In 2005, Jackson was listed by Forbes magazine as tied for the 366th wealthiest person in the world, with $1.8 billion in assets. The 2010 list by Forbes magazine placed Jackson as the 536th richest person in the world, with $1.9 billion in assets.

===Vintner's Reserve Chardonnay===
Kendall-Jackson Vintner's Reserve Chardonnay debuted in 1982 with a 16,000-case production. In 1983, Vintner's Reserve Chardonnay won first ever Platinum Award from the American Wine Competition. American's demand for Chardonnay picked up at the same time.

Kendall-Jackson Vintner's Reserve help Chardonnay become the most popular grape varietal amongst American wine drinkers. Vintner's Reserve Chardonnay is the most popular selling wine made from that varietal, which makes it the most popular wine in America.

Ray Isle of Food and Wine Magazine ranked Vintner's Reserve Chardonnay as one of his "50 Wines You Can Always Trust" in April 2007.

A People Magazine article also reported that Barack Obama owned a bottle of the company's chardonnay.

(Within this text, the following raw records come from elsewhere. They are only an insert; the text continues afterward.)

PR #2025, opened 2016-11-02
use the reired_at timestamp not created_at

### LINKED ISSUE #2023: Project 2025: retired subject count and % completion incorrectly reported
For the MWP (Project 2025), we are seeing incorrect stats on our workflow stats page.

Retired subject count was approaching 130 but a few days back, it was reset to 3. Just today, the % completion rate was reset to 0% from 17%. 

Anyone know what's going on?

Thanks for your help!

camallen:
fixes #2023 compare apples and apples here as the SubjectWorkflowStatus will be created the first time it's classified not retired.

# Review checklist

### DIFF
--- a/spec/counters/workflow_counter_spec.rb
+++ b/spec/counters/workflow_counter_spec.rb
@@ -30,9 +30,13 @@ describe WorkflowCounter do
     end
 
     context "with workflow counts" do
+      let(:sws_params) do
+        { workflow: workflow, retired_at: DateTime.now, created_at: DateTime.now + 2.days }
+      end
+
       before do
         workflow.subjects.each do |subject|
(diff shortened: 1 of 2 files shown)


spec/counters/workflow_counter_spec.rb
```diff
@@ -30,9 +30,13 @@
     end
 
     context "with workflow counts" do
+      let(:sws_params) do
+        { workflow: workflow, retired_at: DateTime.now, created_at: DateTime.now + 2.days }
```
marten: Perhaps more realistic would be `DateTime.now - 2.days` ;)

camallen: i explicitly want to test that it's not going to catch these based on created at dates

==Vintner's Hall of Fame==
Jess Jackson was inducted into the Vintner's Hall of Fame in 2009 for his outstanding contributions to the wine industry. He was among several others being inducted that year, including winemaker Warren Winiarski, whose Stag's Leap Cabernet Sauvignon won first place over Chateau Mouton Rothschild and Chateau Haut-Brion in the 1976 Judgment of Paris, and the Beringer Brothers, whose wines helped to establish Napa Valley's reputation as a top grape-growing region.

==Thoroughbred racing==
In 2007, Jackson bought a controlling interest in the champion racehorse Curlin, who won the Preakness Stakes and the Breeders' Cup Classic that year. In 2008, the horse won the $6 million Dubai World Cup.

Jackson won the Sportsman of the Year 2008 Insider Award: "To owner Jess Jackson for believing in the greatness of his beloved Curlin then went above and beyond the call to prove it."

Jackson's investments in racehorses totaled over $200 million.

==Death==
After several years of treatment for melanoma, Jackson died on April 21, 2011. He was buried in a newly created 12,000 square-foot cemetery on an Alexander Valley hilltop.